-- Data records follows --
PR #418, opened 2021-12-13
Change ask feedback into more generic model

erikh360:
Not in prod yet so model delete shouldn't be a problem


eventstore/migrations/0051_auto_20211213_1038.py
```diff
@@ -0,0 +1,50 @@
...
+                ),
+                (
+                    "data",
+                    django.contrib.postgres.fields.jsonb.JSONField(
+                        blank=True, default=dict, null=True
+                    ),
+                ),
+            ],
+        ),
+        migrations.DeleteModel(name="AskFeedback"),
```
rudigiesler, line 49: This migrate is doing a create model + delete model. Just want to make sure that this isn't something we have data in, otherwise we're going to lose all that data instead of migrating it to the new model.

rudigiesler (approved):

eventstore/migrations/0051_auto_20211213_1038.py
erikh360: Yeah its not in prod yet so all good, thanks for reviewing!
-- Data records concluded --
§ **Directions**
Please print the data above exactly as it appears.

§ **Answer box**
PR #418, opened 2021-12-13
Change ask feedback into more generic model

erikh360:
Not in prod yet so model delete shouldn't be a problem


eventstore/migrations/0051_auto_20211213_1038.py
```diff
@@ -0,0 +1,50 @@
...
+                ),
+                (
+                    "data",
+                    django.contrib.postgres.fields.jsonb.JSONField(
+                        blank=True, default=dict, null=True
+                    ),
+                ),
+            ],
+        ),
+        migrations.DeleteModel(name="AskFeedback"),
```
rudigiesler, line 49: This migrate is doing a create model + delete model. Just want to make sure that this isn't something we have data in, otherwise we're going to lose all that data instead of migrating it to the new model.

rudigiesler (approved):

eventstore/migrations/0051_auto_20211213_1038.py
erikh360: Yeah its not in prod yet so all good, thanks for reviewing!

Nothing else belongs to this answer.